> Directions for this task
State how many lines of the entries hold the string "Usually". Reply with the number alone.

____

PR #27, opened 2022-05-18
feat: Updated CODEOWNERS

WLefever-Cegeka:
Added Krieke to CODEOWNERS


Yalz (changes requested):
Would only add developers to code owners

PR #28, opened 2022-05-19
feat: Added FragmentProvider and LdesFragmentController

WLefever-Cegeka:
Added FragmentProvider and implementation.
Added LdesFragmentController.

Will add tests, documentation and correct containerization in follow-up PR.


ldes-server-port-publication-rest/src/main/java/be/vlaanderen/informatievlaanderen/ldes/server/rest/converters/JsonLDConverter.java
```diff
@@ -0,0 +1,63 @@
...
+import org.springframework.http.MediaType;
+import org.springframework.http.converter.HttpMessageConverter;
+import org.springframework.http.converter.HttpMessageNotReadableException;
+import org.springframework.http.converter.HttpMessageNotWritableException;
+
+import java.io.IOException;
+import java.io.OutputStream;
+import java.util.List;
+
+public class JsonLDConverter implements HttpMessageConverter<LdesFragment> {
```
sverholen, line 18: This is an example of why I prefer the old java-style convention for class naming over the Spring one. This class should be named JsonLdConverter according to the convention we're working with, as opposed to the old style JSONLDConverter, but not a mix of the two. Please rename.

WLefever-Cegeka: Updated name to JsonLdConverter

ldes-server-application/src/main/resources/application.yml
```diff
@@ -2,4 +2,8 @@ spring:
   data:
     mongodb:
       uri: mongodb+srv://${MONGO_USERNAME}:${MONGO_PASSWORD}@${MONGO_URL}/${MONGO_DATABASE}
-      database: ${MONGO_DATABASE}
\ No newline at end of file
+      database: ${MONGO_DATABASE}
+
+ldes:
```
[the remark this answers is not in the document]
WLefever-Cegeka: Totally agree, would it be okay if I do this in a follow up PR? I mentioned that in the initial message: "Will add tests, documentation and correct containerization in follow-up PR."

sverholen (approved):

PR #45, opened 2022-05-30
feat: docker-compose for server (and minor improvements)

sverholen:


docker/Dockerfile
```diff
@@ -0,0 +1,33 @@
...
+RUN git clone ${DOCKER_LDES_BOM_REPO} bom
+
+# MAVEN: application
+FROM builder as app-stage
+
+COPY --from=bom-stage bom/pom.xml .
+RUN mvn install
+WORKDIR /
+COPY . /
+RUN mvn install
```
WLefever-Cegeka, line 21: This is incorrect. Since you are in the folder `docker`, you copy the contents of the folder `docker`, which is the `Dockerfile`. To solve this issue you could either clone the REPO or move de Dockerfile one level higher (this is needed as the Dockerfile can only COPY on its own level and below).
There's also no distinction between line 18 and line 21. These install the bom twice.

docker-compose.yml
```diff
@@ -2,23 +2,25 @@ version: '3.3'
 services:
   ldes-server:
     env_file:
-      - ./config.local.env
-    container_name: ldes-server
+      - ./docker-compose/config.local.env
+    container_name: ldes.server
```
WLefever-Cegeka, line 6: out of curiosity, what's the reasoning behind the dot?

WLefever-Cegeka (changes requested):

WLefever-Cegeka:
Thanks for the work regarding containerization and the documentation!

docker-compose.yml
sverholen: The dot is irrelevant, but the containers should have names that distinguishes them from containers that use the same image in other projects (outside of vsds). Do you prefer an underscore ?

docker/Dockerfile
sverholen: The context is derived from the context declaration in docker-compose.yml.
The first mvn install installs the BOM in the local repo, the COPY makes sures that the second mvn install installs the app

docker-compose.yml
WLefever-Cegeka: no, it's okay :-)

docker/Dockerfile
WLefever-Cegeka: Aha, indeed. Tried building the container in the `docker` folder. In that sense, it would be safer to clone the repo, but can agree with this as well.

WLefever-Cegeka (approved):

PR #82, opened 2022-06-21
feat: Update method name to 'retrieveLdesFragments'

WLefever-Cegeka:


Yalz (commented):
Since we are retrieving 1 Ldes fragment, we should best rename the method to retrieveLdesFragment

PR #86, opened 2022-06-27
fix: SonarCloud reports

WLefever-Cegeka:


ldes-server-port-publication-rest/src/test/java/be/vlaanderen/informatievlaanderen/ldes/server/rest/constants/PublicationRestTestConstants.java
```diff
@@ -0,0 +1,12 @@
+package be.vlaanderen.informatievlaanderen.ldes.server.rest.constants;
+
+public final class PublicationRestTestConstants {
+
+    public static final String FRAGMENTATION_VALUE_1 = "2020-12-28T09:36:09.72Z";
+
+     private PublicationRestTestConstants() {
+        // No need to instantiate the class, since there are only constants in it
```
Yalz, line 8: Although the comment clarifies it, I'd delete it since it clutters the code.

Yalz (commented):
In general, I would rediscuss the approach on test constants. Whilst I can understand why you are not a fan of a shared testconstants class over the modules, it now looks a bit too scattered too me.

ldes-server-port-publication-rest/src/test/java/be/vlaanderen/informatievlaanderen/ldes/server/rest/constants/PublicationRestTestConstants.java
WLefever-Cegeka: I think that will address all your comments :-D

Yalz (approved):

PR #87, opened 2022-06-27
fix: remove the LdesMember contructor, only used in tests

WLefever-Cegeka:
This constructor is only used in tests. Would rather see it removed and do the necessary conversion from String to Model in our tests.

```
    public LdesMember(final String ldesMember, Lang lang) {
        memberModel = RDFParserBuilder.create().fromString(ldesMember).lang(lang).toModel();
    }
```


Yalz (commented):
Although I agree with you on removing the constructor since we only use this in test, duplicating this method in every test class we use it seems a bit off to me as well..

Yalz (approved):

PR #90, opened 2022-06-28
Fix/revise add member method

WLefever-Cegeka:
This is mainly an effort in restructuring the code. I haven't fixed existing issues to keep the PR size limited.
Note that at this moment there are still the following issues:

- The new fragment we create is not based on the LDESMember
- When there are more members with the same value for path, we will create a new fragment with the same Id (error)
- When using the parent url (http://localhost:8080/mobility-hindrances) the first fragment is not shown.

### DIFF
--- a/ldes-server-domain/src/main/java/be/vlaanderen/informatievlaanderen/ldes/server/domain/entities/FragmentInfo.java
+++ b/ldes-server-domain/src/main/java/be/vlaanderen/informatievlaanderen/ldes/server/domain/entities/FragmentInfo.java
@@ -3,26 +3,18 @@ package be.vlaanderen.informatievlaanderen.ldes.server.domain.entities;
 public class FragmentInfo {
     private final String view;
     private final String shape;
-    private final String parentFragmentId;
     private final String viewShortName;
     private final String path;
     private String value;
-    private Long memberLimit;
     private Boolean immutable;
 
-    public FragmentInfo(String view, String shape, String parentFragmentId, String viewShortName, String path, String value, Long memberLimit) {
+    public FragmentInfo(String view, String shape, String viewShortName, String path, String value) {
         this.view = view;
         this.shape = shape;
-        this.parentFragmentId = parentFragmentId;
         this.viewShortName = viewShortName;
         this.path = path;
         this.value = value;
-        this.memberLimit = memberLimit;
         this.immutable = false;
-    }
-
-    public String getParentFragmentId() {
-        return parentFragmentId;
     }
 
     public String getPath() {
@@ -35,14 +27,6 @@ public class FragmentInfo {
 
     public void setValue(String value) {
         this.value = value;
-    }
-
-    public Long getMemberLimit() {
-        return memberLimit;
-    }
-
-    public void setMemberLimit(Long memberLimit) {
-        this.memberLimit = memberLimit;
     }
 
     public String getViewShortName() {
--- a/ldes-server-domain/src/main/java/be/vlaanderen/informatievlaanderen/ldes/server/domain/entities/TreeRelation.java
+++ b/ldes-server-domain/src/main/java/be/vlaanderen/informatievlaanderen/ldes/server/domain/entities/TreeRelation.java
@@ -1,8 +1,6 @@
 package be.vlaanderen.informatievlaanderen.ldes.server.domain.entities;
 
-import org.apache.jena.rdf.model.Literal;
-import org.apache.jena.rdf.model.Resource;
-import org.apache.jena.rdf.model.ResourceFactory;
+import java.util.Objects;
 
 public class TreeRelation {
     private String treePath;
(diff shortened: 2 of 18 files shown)


ldes-server-domain/src/main/java/be/vlaanderen/informatievlaanderen/ldes/server/domain/entities/TreeRelation.java
```diff
@@ -1,38 +1,46 @@
...
 
 public class TreeRelation {
-    private String treePath;
-    private String treeValue;
-    private String treeNode;
-    private String rdfSyntaxType;
+    private final String treePath;
+    private final String treeValue;
+    private final String treeNode;
+    private final String rdfSyntaxType;
```
Yalz, line 9: Did you test this? having this final and not having a default contructor gave an issue with MongoDB

ldes-server-domain/src/main/java/be/vlaanderen/informatievlaanderen/ldes/server/domain/repositories/LdesFragmentRespository.java
```diff
@@ -1,14 +1,13 @@
...
-import be.vlaanderen.informatievlaanderen.ldes.server.domain.config.ViewConfig;
 import be.vlaanderen.informatievlaanderen.ldes.server.domain.entities.LdesFragment;
 
 import java.util.Optional;
 
 public interface LdesFragmentRespository {
     LdesFragment saveFragment(LdesFragment ldesFragment);
 
-    Optional<LdesFragment> retrieveFragment(String viewShortName, String path, String value);
+    Optional<LdesFragment> retrieveFragmentByViewShortNameAndPathAndType(String viewShortName, String path, String value);
```
Yalz, line 10: Not sure if this improves the readability

ldes-server-domain/src/main/java/be/vlaanderen/informatievlaanderen/ldes/server/domain/services/FragmentationServiceImpl.java
```diff
@@ -24,58 +19,42 @@ public class FragmentationServiceImpl implements FragmentationService {
...
-                    }
-                    else {
-                        return fragment;
-                    }
-                })
-                .orElse(makeNewFragment(ldesMember));
-        addLdesMembertoLdesFragment(ldesMember, ldesFragment);
+        ldesMember.replaceTreeMemberStatement(ldesConfig.getHostName(), ldesConfig.getCollectionName());
+        LdesFragment ldesFragment = retrieveLastFragmentOrCreateNewFragment(ldesMember);
+        ldesFragment.addMember(ldesMember);
```
Yalz, line 37: This seems to not take into account if you have to shift members in a fragment (to a new fragment)

ldes-server-domain/src/main/java/be/vlaanderen/informatievlaanderen/ldes/server/domain/services/TimeBasedFragmentCreator.java
```diff
@@ -0,0 +1,49 @@
...
+import be.vlaanderen.informatievlaanderen.ldes.server.domain.entities.LdesFragment;
+import be.vlaanderen.informatievlaanderen.ldes.server.domain.entities.LdesMember;
+import be.vlaanderen.informatievlaanderen.ldes.server.domain.entities.TreeRelation;
+import be.vlaanderen.informatievlaanderen.ldes.server.domain.repositories.LdesFragmentRespository;
+import org.springframework.stereotype.Component;
+
+import java.util.Optional;
+
+@Component
+public class TimeBasedFragmentCreator implements FragmentCreator {
```
Yalz, line 15: I do like this approach immediately ! In the future we might need to extract this to a separate module, but great we already start making an interface!

ldes-server-domain/src/main/java/be/vlaanderen/informatievlaanderen/ldes/server/domain/services/TimeBasedFragmentCreator.java
```diff
@@ -0,0 +1,49 @@
...
+    }
+
+    private void makeFragmentImmutableAndUpdateRelations(LdesFragment completeLdesFragment, LdesFragment newFragment) {
+        completeLdesFragment.setImmutable(true);
+        completeLdesFragment.addRelation(new TreeRelation(newFragment.getFragmentInfo().getPath(), newFragment.getFragmentId(), newFragment.getFragmentInfo().getValue(), TREE_GREATER_THAN_RELATION));
+        ldesFragmentRespository.saveFragment(completeLdesFragment);
+        newFragment.addRelation(new TreeRelation(completeLdesFragment.getFragmentInfo().getPath(), completeLdesFragment.getFragmentId(), completeLdesFragment.getFragmentInfo().getValue(), TREE_LESSER_THAN_RELATION));
+    }
+
+    private LdesFragment createFreshFragment(LdesMember firstMember) {
```
Yalz, line 44: Would propose a different name for this. Would keep createNewFragment and maybe the other one with a different name?

ldes-server-domain/src/main/java/be/vlaanderen/informatievlaanderen/ldes/server/domain/entities/FragmentInfo.java
```diff
@@ -3,28 +3,20 @@
 public class FragmentInfo {
     private final String view;
     private final String shape;
-    private final String parentFragmentId;
     private final String viewShortName;
     private final String path;
     private String value;
-    private Long memberLimit;
```
Yalz, line 10: What is the reasoning for removing the memberlimit and the parent? 
The parent is part of the design for the future, but I can understand why you prefer to only introduce that whilst we need it.
I presume you removed the limit since you only use the viewconfig?

Yalz (approved):
I think the split up towards Time based fragmentation is a good one! 
My only concern now is how we plan to incorporate more fragmentations in this design ? 
(Not specific to this PR, but food for thought)

WLefever-Cegeka:
> I think the split up towards Time based fragmentation is a good one! My only concern now is how we plan to incorporate more fragmentations in this design ? (Not specific to this PR, but food for thought)

Ha, I did think about this.
In spring you can use the Qualifier annotation to indicate based on configuration which implementation of an interface you want to use. Using this annotation together with loading beans would do the trick :-)
For the moment I added the default annotation on TimeBasedFragmentCreator

ldes-server-domain/src/main/java/be/vlaanderen/informatievlaanderen/ldes/server/domain/entities/TreeRelation.java
WLefever-Cegeka: Reverted this. Didn't realize that this domain class was also used as part of the MongoDB entity.

ldes-server-domain/src/main/java/be/vlaanderen/informatievlaanderen/ldes/server/domain/repositories/LdesFragmentRespository.java
WLefever-Cegeka: Ha, totally debatable. Usually, I find method names like `retrieveFragment` a bit to vague and like to add some more detail e.g. the argument which is used for selecting the fragment, but I also understand your point of view, ``retrieveFragmentByViewShortNameAndPathAndType` is a pretty long name :-)

ldes-server-domain/src/main/java/be/vlaanderen/informatievlaanderen/ldes/server/domain/services/TimeBasedFragmentCreator.java
WLefever-Cegeka: Top!

ldes-server-domain/src/main/java/be/vlaanderen/informatievlaanderen/ldes/server/domain/entities/FragmentInfo.java
WLefever-Cegeka: Yep, those were my concerns :-)

PR #97, opened 2022-06-30
Fix/vsdspub 143 fix docker

WLefever-Cegeka:


.github/workflows/pr-merged.yml
```diff
@@ -54,4 +54,4 @@ jobs:
         with:
           context: .
           push: true
-          tags: ${{ env.version }}-${{steps.current-time.outputs.formattedTime }}
\ No newline at end of file
+          tags: ${{ env.REGISTRY }}/${{ env.IMAGE_NAME }}:${{ env.version }}-${{steps.current-time.outputs.formattedTime }}
```
Yalz, line 57: As a docker novice, how would this tag translate?

PR #102, opened 2022-07-01
fix: VSDSPUB-62: cache control

WLefever-Cegeka:


Krieke:
@rorlic There was one code smell reported. By not fixing it now, it might be not visible the next time, but still be an issue that is seen only when logged into SonarCloud directly. This is purely a fyi

PR #666, opened 2023-06-01
Feat/vsdspub 691/request dcat

Tomvbe:
The user can request the complete and validated DCAT model through the admin API

The user and metadata crawlers can retrieve the complete and validated DCAT model through the public API


ldes-server-domain/src/main/java/be/vlaanderen/informatievlaanderen/ldes/server/domain/dcatserver/entities/DcatServer.java
```diff
@@ -21,6 +39,48 @@ public Model getDcat() {
...
+			List<DcatDataset> datasets) {
+		final List<Statement> statements = new ArrayList<>();
+		statements.addAll(createCatalogStatements(hostName));
+		statements.addAll(createDcatServiceStatements(hostName, dcatViews));
+		statements.addAll(createDcatDataSetStatements(hostName, datasets));
+		return statements;
+	}
+
+	private List<Statement> createCatalogStatements(String hostName) {
+		Resource dataServiceId = getDcat().listSubjectsWithProperty(RDF.type, DCAT_CATALOG).next().asResource();
```
Yalz, line 52: Is there no risk of no next() existing (no message sonar)?

ldes-server-domain/src/main/java/be/vlaanderen/informatievlaanderen/ldes/server/domain/dcatserver/repositories/DcatServerRepository.java
```diff
@@ -13,4 +13,6 @@ public interface DcatServerRepository {
 	DcatServer saveServerDcat(DcatServer dcatServer);
 
 	void deleteServerDcat(String id);
+
+	Optional<DcatServer> findSingleDcatServer();
```
Yalz, line 17: is there a need to say "single" ? I think we use find[entity]() for most of our calls to get one item?

ldes-server-domain/src/main/java/be/vlaanderen/informatievlaanderen/ldes/server/domain/dcatserver/services/DcatServerServiceImpl.java
```diff
@@ -1,21 +1,73 @@
...
+	private final DcatDatasetService dcatDatasetService;
+	private final String hostName;
+
+	private final DcatShaclValidator dcatShaclValidator;
 
-	public DcatServerServiceImpl(DcatServerRepository dcatServerRepository) {
+	public DcatServerServiceImpl(DcatServerRepository dcatServerRepository,
+			DcatViewService dcatViewService,
+			DcatDatasetService dcatDatasetService,
+			@Value("${ldes-server.host-name}") String hostName,
```
Yalz, line 35: Out of scope, but I'd like to get this out of the app config. So that this can still be changed on the fly :)

ldes-server-domain/src/main/java/be/vlaanderen/informatievlaanderen/ldes/server/domain/exceptions/LdesShaclValidationException.java
```diff
@@ -1,16 +1,25 @@
 package be.vlaanderen.informatievlaanderen.ldes.server.domain.exceptions;
 
+import org.apache.jena.rdf.model.Model;
+
 public class LdesShaclValidationException extends RuntimeException {
 
 	private final String validationReport;
+	private final Model validationReportModel;
```
Yalz, line 8: when/where are you using the model?

ldes-server-domain/src/main/java/be/vlaanderen/informatievlaanderen/ldes/server/domain/validation/DcatShaclValidator.java
```diff
@@ -28,7 +31,13 @@ public boolean supports(Class<?> clazz) {
...
-		Model model = (Model) target;
-		validateShape(model);
+		if (isValidatorActive()) {
+			Model model = (Model) target;
+			validateShape(model);
+		}
+	}
+
+	private boolean isValidatorActive() {
+		return StringUtils.isNotBlank(dcatShapeUri);
```
Yalz, line 41: Does not blank also cover not null?

ldes-server-domain/src/main/java/be/vlaanderen/informatievlaanderen/ldes/server/domain/view/service/DcatViewService.java
```diff
@@ -4,6 +4,7 @@
 import be.vlaanderen.informatievlaanderen.ldes.server.domain.viewcreation.valueobjects.ViewName;
 import org.apache.jena.rdf.model.Model;
 
+import java.util.List;
 import java.util.Optional;
 
 public interface DcatViewService {
```
Yalz, line 10: I know it can be a standard of having Services and Repositories.. but it looks a bit like useless to have a Service that does little more than just a pass through.

Yalz (approved):

ldes-server-domain/src/main/java/be/vlaanderen/informatievlaanderen/ldes/server/domain/validation/DcatShaclValidator.java
Tomvbe: Checks if a CharSequence is not empty (""), not null and not whitespace only.
Whitespace is defined by Character.isWhitespace(char).
  StringUtils.isNotBlank(null)      = false
  StringUtils.isNotBlank("")        = false
  StringUtils.isNotBlank(" ")       = false
  StringUtils.isNotBlank("bob")     = true
  StringUtils.isNotBlank("  bob  ") = true

ldes-server-domain/src/main/java/be/vlaanderen/informatievlaanderen/ldes/server/domain/view/service/DcatViewService.java
Tomvbe: It does some minor mapping, sometimes an existence check. 

Personally I don't mind this setup as it is consistent across different flows. You know where to look for what and have a place to add logic when required. It also improves maintainability as I believe the repository should have no logic at all (except for fetching the entities and mapping them to value objects).
Sometimes calling the repository and sometimes the service from different places and for different methods would be less streamlined.

You can add this for discussion on the dev meeting if you want.

ldes-server-domain/src/main/java/be/vlaanderen/informatievlaanderen/ldes/server/domain/exceptions/LdesShaclValidationException.java
Tomvbe: We have two flows. 
- The "/" endpoint that either returns the dcat or a http 500 without information.
- The "/admin/.../dcat" that either returns the dcat or a http 500 with a validation report. The validation report that we return here when status 500, is RDF.

ldes-server-domain/src/main/java/be/vlaanderen/informatievlaanderen/ldes/server/domain/dcatserver/repositories/DcatServerRepository.java
Tomvbe: I did this because we do not provide an identifier. Usually you expect a single result when providing an identifier or a list when providing nothing. However when you expect just one result, it is common (in hibernate https://docs.jboss.org/hibernate/orm/4.3/javadocs/org/hibernate/result/ResultSetOutput.html#getSingleResult()) to explicitly mention this.

However I feel like having an id for the dcatServer is actually very user unfriendly (there is no way to know the id after creating, so all the other changes become impossible without consulting the db manually for the id) and I plan to propose on the demo prep to change this. When we work without an id, this single will become useless as well.

PR #691, opened 2023-06-05
Fix/consolidate fragment removers

Yalz:


ldes-server-domain/src/main/java/be/vlaanderen/informatievlaanderen/ldes/server/domain/ldesfragment/services/TreeNodeRemoverImpl.java
```diff
@@ -42,6 +43,17 @@ public void removeTreeNodes() {
 						viewWithRetentionPolicies.getKey(), viewWithRetentionPolicies.getValue()));
```
Tomvbe, line 43: Didn't you remark that the 'removeTreeNodes' method is confusing as well because it removes treeNode references on members instead of actually removing tree nodes?

Tomvbe (approved):

PR #816, opened 2023-07-10
feat: rework fetch module to use AllocationRepository

Yalz:


ldes-fragmentisers/ldes-fragmentisers-common/src/main/java/be/vlaanderen/informatievlaanderen/ldes/server/fragmentation/repository/AllocationRepository.java
```diff
@@ -10,4 +12,6 @@ public interface AllocationRepository {
 	void unallocateAllMembersFromView(ViewName viewName);
 
 	void unallocateMembersFromCollection(String collectionName);
+
+	List<String> findMembersForFragment(String fragmentId);
```
Tomvbe, line 16: What does this return? Based on the name, I would expect Member objects but you return Strings? I assume these are ids? Maybe add this to the name of the method?

ldes-server-port-fetch-rest/src/main/java/be/vlaanderen/informatievlaanderen/ldes/server/rest/treenode/TreeNodeFactoryImpl.java
```diff
@@ -29,7 +34,13 @@ public TreeNode getTreeNode(LdesFragmentIdentifier treeNodeId, String hostName,
 		Fragment fragment = fragmentRepository.retrieveFragment(treeNodeId)
 				.orElseThrow(
 						() -> new MissingFragmentException(extendedTreeNodeId));
-		List<Member> members = memberRepository.getMembersByReference(treeNodeId.asString()).toList();
+
+		List<Member> members = allocationRepository.findMembersForFragment(treeNodeId.asString())
+				.stream()
+				.map(memberRepository::findById)
```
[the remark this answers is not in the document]
Tomvbe: Calling the memberRepository directly kind of goes against the modulith architecture as well.. As the api of the ingest module are the interfaces in be.vlaanderen.informatievlaanderen.ldes.server.ingest. Java does not allow it but everything inside the packages should be 'hidden' from other modules (spring-modulith implements it this way). I feel like the repository should stay property of the ingest module so that this can easily change without having to worry about other modules being impacted.

ldes-server-port-fetch-rest/src/main/java/be/vlaanderen/informatievlaanderen/ldes/server/rest/eventstream/valueobjects/EventStream.java
```diff
@@ -0,0 +1,30 @@
...
+/**
+ * @param timestampPath The ldes:EventStream instance MAY have a property ldes:timestampPath
+ * @param versionOfPath The ldes:EventStream instance MAY have a property ldes:versionOfPath
+ * @param shape         The ldes:EventStream instance SHOULD have a property tree:shape
+ */
+public record EventStream(String collection, String timestampPath, String versionOfPath, String shape,
+						  List<TreeNode> views) {
+
+	@Override
+	public boolean equals(Object obj) {
```
Tomvbe, line 17: I don't think this is necessary for a record?

ldes-server-port-fetch-rest/src/test/java/be/vlaanderen/informatievlaanderen/ldes/server/rest/treenode/services/TreeNodeConverterImplTest.java
```diff
@@ -107,7 +103,7 @@ void when_TreeNodeHasMembersAndARelations_ModelHasMultipleStatements() {
 
 		Model model = treeNodeConverter.toModel(treeNode);
 
-		Assertions.assertEquals(9, getNumberOfStatements(model));
+		Assertions.assertEquals(10, getNumberOfStatements(model));
```
Tomvbe, line 106: Why is this now 10 instead of 9?

WLefever-Cegeka:
I'm not very involved in the refactor effort, but `Allocation` does not really look like an entity. 
Since it does not evolve over time, it might be worthwhile to consider converting it to a value object. 
Main question is: Should you be able to distinguish two allocations based on their properties or on their identity i.e. if two allocations are have the same memberId, the same viewName and the same fragmentId are they different things or not?
Additionally, I am doubting if the key `AllocationKey(String memberId, ViewName viewName)` is sufficient. A member could be part of multiple fragments in the same view (for example in two tiles in a geospatial view), so you would have multiple records with the same AllocationKey, which isn't possible.

pom.xml
```diff
@@ -370,10 +370,10 @@
 
         <plugins>
             <!-- CODE FORMATTER -->
-            <plugin>
-                <groupId>net.revelc.code.formatter</groupId>
-                <artifactId>formatter-maven-plugin</artifactId>
-            </plugin>
+<!--            <plugin>-->
```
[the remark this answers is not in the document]
Yalz: Already fixed :)

ldes-server-port-ingest/src/main/java/be/vlaanderen/informatievlaanderen/ldes/server/ingest/entities/Member.java
```diff
@@ -35,6 +35,13 @@ public String getId() {
 		return id;
 	}
 
+	public String getMemberIdWithoutPrefix() {
+		if (id.startsWith("http")) {
```
Tomvbe, line 39: wouldn't it be better to check if it starts with the collectionName?

ldes-server-port-ingest/src/main/java/be/vlaanderen/informatievlaanderen/ldes/server/ingest/entities/Member.java
```diff
@@ -35,6 +35,13 @@ public String getId() {
 		return id;
 	}
 
+	public String getMemberIdWithoutPrefix() {
```
Tomvbe, line 38: Can you add unit tests for this method?

Tomvbe (approved):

____

> Completed exercise
2